Trotz des Unfalls: „Die Sicherheitskonzepte haben gegriffen“, urteilte Ulrich Meyer zu Drewer. Über die Jahre seien sie immer weiter verbessert. Immerhin feiert das Stoppelfeldrennen 2020 bereits seine 40. Auflage. Und auch das 39. Crossrennen auf dem Aschener Acker präsentierte den Zuschauern, die aus weitem Umkreis angereist waren, zwei Tage lang schnelle Läufe mit spannenden Aufholjagden und einem Teilnehmerfeld, das in allen vier Klassen mit Ehrgeiz und fahrerischem Können an den Start ging. Einen motorsportlichen Höhepunkt bot bereits der Samstagabend. Denn das Langstreckenrennen um den Kuhlenbeck-Cup fordert mit zehn Runden Fahrern wie Fahrzeugen alles ab. Den Sieg fuhr schließlich Sebastian Przibytzin mit seinem Opel Omega ein.
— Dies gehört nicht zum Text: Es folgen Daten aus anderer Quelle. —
PR #1740, opened 2023-04-19
Enable more proofs to run with pyk prover

ehildenb:
This PR enables more proofs to run with pyk prover. The key insight is that the backend expects the `<k>` cell to contain a `kseq` element (in Kore), but many of the proofs just have `<k> #execute => #halt </k>` at the top of the `<k>` cell. So this PR automatically inserts the `KSequence` if it detects that it's not present.

- Automatically insert a `KSequence` at the top of the `<k>` cell for initial/target terms of proofs that are converted to KCFGs.
- Consolidate the logic of setting up textual proofs as KCFGs.
- Remove many proofs from `tests/failing-symbolic.pyk` that are now passing with the pyk RPC prover.
- Enable modifying variable `KEVM` as a user, while still getting the modifications the makefile makes when doing foundry proofs.


ehildenb:
@radumereuta I've asked for your review because I was surprised that these proofs are working on normal frontend. I guess the frontend is injecting `KSequence` to the proofs at some point after parsing it? Because we're reading the Kast parsed from the frontend.

radumereuta (commented):
The kprove front-end applies an entire compilation [pipeline](https://github.com/runtimeverification/k/blob/master/kernel/src/main/java/org/kframework/backend/kore/KoreBackend.java#L178)
```java
m -> resolveComm
.andThen(resolveAnonVars)
.andThen(numberSentences)
.andThen(resolveSemanticCasts)
.andThen(generateSortProjections)
.andThen(propagateMacroToRules)
.andThen(expandMacros)
.andThen(checkSimplificationRules)
.andThen(addImplicitComputationCell)
.andThen(resolveFreshConstants)
.andThen(concretizeCells)
.andThen(subsortKItem)
.andThen(restoreDefinitionModulesTransformer(def))
```
If you used `kast --intput rule` that's much [simpler](https://github.com/runtimeverification/k/blob/master/kernel/src/main/java/org/kframework/kast/KastFrontEnd.java#L155):
```java
if (options.steps.contains(KompileSteps.anonVars))
    r = (Rule) new ResolveAnonVar().resolve(r);
r = (Rule) new ResolveSemanticCasts(false).resolve(r); // move casts to side condition predicates
r = (Rule) new ConstantFolding().fold(unparsingMod, r);
r = (Rule) new CloseCells(configInfo, sortInfo, labelInfo).close(r);
if (options.steps.contains(KompileSteps.concretizeCells)) {
    r = (Rule) new AddImplicitComputationCell(configInfo, labelInfo).apply(mod, r);
    r = (Rule) new ConcretizeCells(configInfo, labelInfo, sortInfo, mod).concretize(mod, r);
}
```
Not to mention that we're also doing some extra [structuralChecks](https://github.com/runtimeverification/k/blob/master/kernel/src/main/java/org/kframework/kompile/Kompile.java#L420) and [proverChecks](https://github.com/runtimeverification/k/blob/master/kernel/src/main/java/org/kframework/kompile/Kompile.java#L401).

ehildenb:
This is where the JSON spec that the frontend emits is done: https://github.com/runtimeverification/k/blob/master/kernel/src/main/java/org/kframework/kprove/KProve.java#L79

Does that happen before or after the compilation pipeline you mention? It look to me like the definition is emitted after the compilation pipeline, so I'd expect the ksequence to be in place. Either that, or it happens at ModuleToKORE time.

Either way, the backend will not rewrite the term without the KSequence in place, and seem to be happy to do it with that in place.

tothtamas28 (approved):

radumereuta:
I can't see anything in `ModuleToKore` that would add that KSequence.
I think it happens in the `ConfigurationConcretization` step.
I couldn't reproduce it with a simple example. I will try to reproduce it with EVM later today. So please don't merge until then. Maybe there is a compiler bug, and this workaround is not needed.

ehildenb:
This is the code that extracts claims: https://github.com/runtimeverification/pyk/blob/master/src/pyk/ktool/kprove.py#L296

It's just calling `kprove ...` directly to get the parsed output.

Die Sektdusche - auch für die Zuschauer - gehört dazu: Über den Sieg in der Serienklasse jubelte Ewgeni Finkbeiner vor Dominik Hönicke (rechts) und Marvin Kobus. Foto: Petra Ropers

Mit einer deutlichen Vorherrschaft von BMW endete die Serienklasse: Den Franz-Pickel-Pokal holte mit seinem 328er Ewgeni Finkbeiner vor Dominik Hönicke und Marvin Kobus. Für Hochspannung sorgte eine Regeländerung in der Eigenbauklasse. Denn erstmals gingen mit den leichten, rasanten Eigenbauten auch alle Karosserie-Fahrzeuge mit Motorradmotor an den Start. Der Schrauber-Fantasie schienen dabei kaum Grenzen gesetzt: André Scheer verbaute gleich zwei Motorrad-Motoren in seinem Golf und fuhr damit unaufhaltsam zum Sieg.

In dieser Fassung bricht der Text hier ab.